* [What you will do]: Could you copy every line of the data that contains "chaining"?

* [Stored dataset items]:

● ● ● ● ●

PR #4462, opened 2020-03-08
[Agent Core] Support lazy ContextCarrier injection and lazy peer id setting 

wu-sheng:
This PR's idea was beginning when I am reviewing @huangyoje 's PR #4441. He did hijacking the ContextCarrier, which is not supposed to happen. After the discussion, I think that plugin has to do lazy injection due to the framework limitation.

Here is the proposal, right now, we officially support
1. Create exit span with `null` as peer, if the user wouldn't do injection.
1. Exit span could do `span#inject` directly, by leverage the span's internal tracing context ref.

FYI @apache/skywalking-committers This would be the first API change(adding) after the async span feature. Please review.

@huangyoje Please cross check this PR change, and give me the feedback whether this PR could remove your hijacking requirements.

### DIFF
--- a/apm-sniffer/apm-agent-core/src/main/java/org/apache/skywalking/apm/agent/core/context/AbstractTracerContext.java
+++ b/apm-sniffer/apm-agent-core/src/main/java/org/apache/skywalking/apm/agent/core/context/AbstractTracerContext.java
@@ -32,6 +32,15 @@ public interface AbstractTracerContext {
     void inject(ContextCarrier carrier);
 
     /**
+     * Prepare for the cross-process propagation based on the given exit span. The given exit span should belong to the
+     * current context. How to initialize the carrier, depends on the implementation.
+     *
+     * @param carrier  to carry the context for crossing process.
+     * @param exitSpan to represent the scope of current injection.
+     */
+    void _inject(AbstractSpan exitSpan, ContextCarrier carrier);
+
+    /**
      * Build the reference between this segment and a cross-process segment. How to build, depends on the
      * implementation.
      *
@@ -82,7 +91,8 @@ public interface AbstractTracerContext {
      * Create an exit span
      *
      * @param operationName most likely a service name of remote
-     * @param remotePeer    the network id(ip:port, hostname:port or ip1:port1,ip2,port, etc.)
+     * @param remotePeer    the network id(ip:port, hostname:port or ip1:port1,ip2,port, etc.). Remote peer could be set
+     *                      later, but must be before injecting.
      * @return the span represent an exit point of this segment.
      */
     AbstractSpan createExitSpan(String operationName, String remotePeer);
--- a/apm-sniffer/apm-agent-core/src/main/java/org/apache/skywalking/apm/agent/core/context/AbstractTracerContext.java
+++ b/apm-sniffer/apm-agent-core/src/main/java/org/apache/skywalking/apm/agent/core/context/AbstractTracerContext.java
@@ -19,7 +19,6 @@
 package org.apache.skywalking.apm.agent.core.context;
 
 import org.apache.skywalking.apm.agent.core.context.trace.AbstractSpan;
-import org.apache.skywalking.apm.agent.core.context.trace.ExitTypeSpan;
 
 /**
  * The <code>AbstractTracerContext</code> represents the tracer context manager.
@@ -31,18 +30,6 @@ public interface AbstractTracerContext {
      * @param carrier to carry the context for crossing process.
      */
     void inject(ContextCarrier carrier);
-
-    /**
-     * Prepare for the cross-process propagation based on the given exit span. The given exit span should belong to the
-     * current context.This method wouldn't be opened in {@link ContextManager} like {@link #inject(ContextCarrier)}, it
-     * is only supported to be called inside the {@link ExitTypeSpan#inject(ContextCarrier)}
-     *
-     * How to initialize the carrier, depends on the implementation.
-     *
-     * @param carrier  to carry the context for crossing process.
-     * @param exitSpan to represent the scope of current injection.
-     */
-    void inject(AbstractSpan exitSpan, ContextCarrier carrier);
 
     /**
      * Build the reference between this segment and a cross-process segment. How to build, depends on the
--- a/apm-sniffer/apm-agent-core/src/main/java/org/apache/skywalking/apm/agent/core/context/AbstractTracerContext.java
+++ b/apm-sniffer/apm-agent-core/src/main/java/org/apache/skywalking/apm/agent/core/context/AbstractTracerContext.java
@@ -19,6 +19,7 @@
 package org.apache.skywalking.apm.agent.core.context;
 
 import org.apache.skywalking.apm.agent.core.context.trace.AbstractSpan;
+import org.apache.skywalking.apm.agent.core.context.trace.ExitTypeSpan;
 
 /**
  * The <code>AbstractTracerContext</code> represents the tracer context manager.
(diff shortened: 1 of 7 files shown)


apm-sniffer/apm-agent-core/src/main/java/org/apache/skywalking/apm/agent/core/context/AbstractTracerContext.java
```diff
@@ -31,6 +31,15 @@
...
     void inject(ContextCarrier carrier);
 
+    /**
+     * Prepare for the cross-process propagation based on the given exit span. The given exit span should belong to the
+     * current context. How to initialize the carrier, depends on the implementation.
+     *
+     * @param carrier  to carry the context for crossing process.
+     * @param exitSpan to represent the scope of current injection.
+     */
+    void _inject(AbstractSpan exitSpan, ContextCarrier carrier);
```
kezhenxu94: why add the leading `_`

apm-sniffer/apm-agent-core/src/main/java/org/apache/skywalking/apm/agent/core/context/trace/ExitTypeSpan.java
```diff
@@ -18,8 +18,15 @@
...
+
+/**
+ * The exit span has some additional behaviours
+ */
+public interface ExitTypeSpan {
     int getPeerId();
 
     String getPeer();
+
+    void inject(ContextCarrier carrier);
```
kezhenxu94: Consider returning `this` for chaining

apm-sniffer/apm-agent-core/src/main/java/org/apache/skywalking/apm/agent/core/context/AbstractTracerContext.java
wu-sheng: I was wanting people think this could be used as an open API. That is the only repo. Do you want to keep the same method name? `inject`?

apm-sniffer/apm-agent-core/src/main/java/org/apache/skywalking/apm/agent/core/context/trace/ExitTypeSpan.java
wu-sheng: After the tests pass, will do.

wu-sheng: From the API lever, I could only return `ExitTypeSpan`, is that useful?

kezhenxu94: > From the API level, I could only return `ExitTypeSpan`, is that useful?

Yes, from the interface you have to return `ExitTypeSpan`, but you can return `ExitSpan` in its implementations, and chaining with the more specific types

image

apm-sniffer/apm-agent-core/src/main/java/org/apache/skywalking/apm/agent/core/context/AbstractTracerContext.java
kezhenxu94: > I was wanting people think this could be used as an open API. That is the only repo. Do you want to keep the same method name? `inject`?

All methods in an `interface` are **OPEN API** IMO, there's no conventions that methods start with `_` is private or open, on the contrary, many languages use the leading `_` to indicate that the method is `private`

wu-sheng: From my idea, the interface is just open at the codes level, in here, to balance the noop tracing context and real tracing context. Anyway, I could change it to `inject` to more clear comment.

wu-sheng: Done.

apm-sniffer/apm-agent-core/src/main/java/org/apache/skywalking/apm/agent/core/context/trace/ExitTypeSpan.java
wu-sheng: Done.

apm-sniffer/apm-agent-core/src/main/java/org/apache/skywalking/apm/agent/core/context/AbstractTracerContext.java
kezhenxu94: > I was wanting people think this could be used as an open API. 

Well, I think you just expressed the opposite meanings ("want people **NOT** to used as an open API"), which makes me more confused why add this method here, instead of in `TracingContext` (package private), the `ExitSpan` holds an instance of `TracingContext` instead of `AbstractTracerContext`, it should illuminate both our concerns

dmsolr:
Wow, this PR is friendly to write any plugin on the async scenario. Before this, we usually need to waste much time to find the right point to enhance.

wu-sheng:
> Wow, this PR is friendly to write any plugin on the async scenario. Before this, we usually need to waste much time to find the right point to enhance.

@dmsolr Yes, that was the idea. But I would say just using this only if necessary.

apm-sniffer/apm-agent-core/src/main/java/org/apache/skywalking/apm/agent/core/context/AbstractTracerContext.java
wu-sheng: Good point. Let me do that.

wu-sheng: Fixed, should be better now.

huangyoje:
I just tried with this PR, and in my scenario, I encountered a problem:
1. I created `ExitSpan` without valid op name and peer host
2. the op name and peer host will be set to `ExitSpan` later, but the ordering is uncertain
3. but when can I invoke the `ExitSpan.inject(ContextCarrier)`?
    
Does the below way is OK?
```java
void tryInject(ExitSpan exitSpan) {
      if (isValid(exitSpan)) {
           return null;   
      }
      ContextCarrier carrier = new ContextCarrier();
      exitSpan.inject(carrier);
      return carrier;
}

boolean isValid(ExitSpan exitSpan) {
       return exitSpan.getOperatioName() != null && exitSpan.getPeer() != null;
}
```

wu-sheng:
> the op name and peer host will be set to ExitSpan later, but the ordering is uncertain

This is fine. just be sure these are set before the `#inject`. If you need to do before injecting check, then you could. Just seems strange, but at least not hijacking the core APIs. But please keep the comments clear about why you are doing this.

huangyoje:
> This is fine. just be sure these are set before the `#inject`. If you need to do before injecting check, then you could. Just seems strange, but at least not hijacking the core APIs. But please keep the comments clear about why you are doing this.

OK, I am testing with this PR, I will feedback the result as soon as the test is over.

wu-sheng:
> return exitSpan.getOperatioName() != null && exitSpan.getPeer() != null;

I prefer you use the plugin internal variables rather than using `exitSpan#get*`. @huangyoje

huangyoje:
> I prefer you use the plugin internal variables rather than using `exitSpan#get*`. @huangyoje
> Because the peer name could be exchanged to peer id. So avoid of using that, use something you could control.

OK, I will try to avoid using `exitSpan#get*`.

wu-sheng:
Waiting for @huangyoje's local test confirmation.

huangyoje:
> Waiting for @huangyoje's local test confirmation.

My loacl tests have all passed!  And Thanks for this PR.

wu-sheng:
Merged. Update your PR please.

huangyoje:
> Merged. Update your PR please.

OK.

● ● ● ● ●

* [Answer box]:
kezhenxu94: Consider returning `this` for chaining
Yes, from the interface you have to return `ExitTypeSpan`, but you can return `ExitSpan` in its implementations, and chaining with the more specific types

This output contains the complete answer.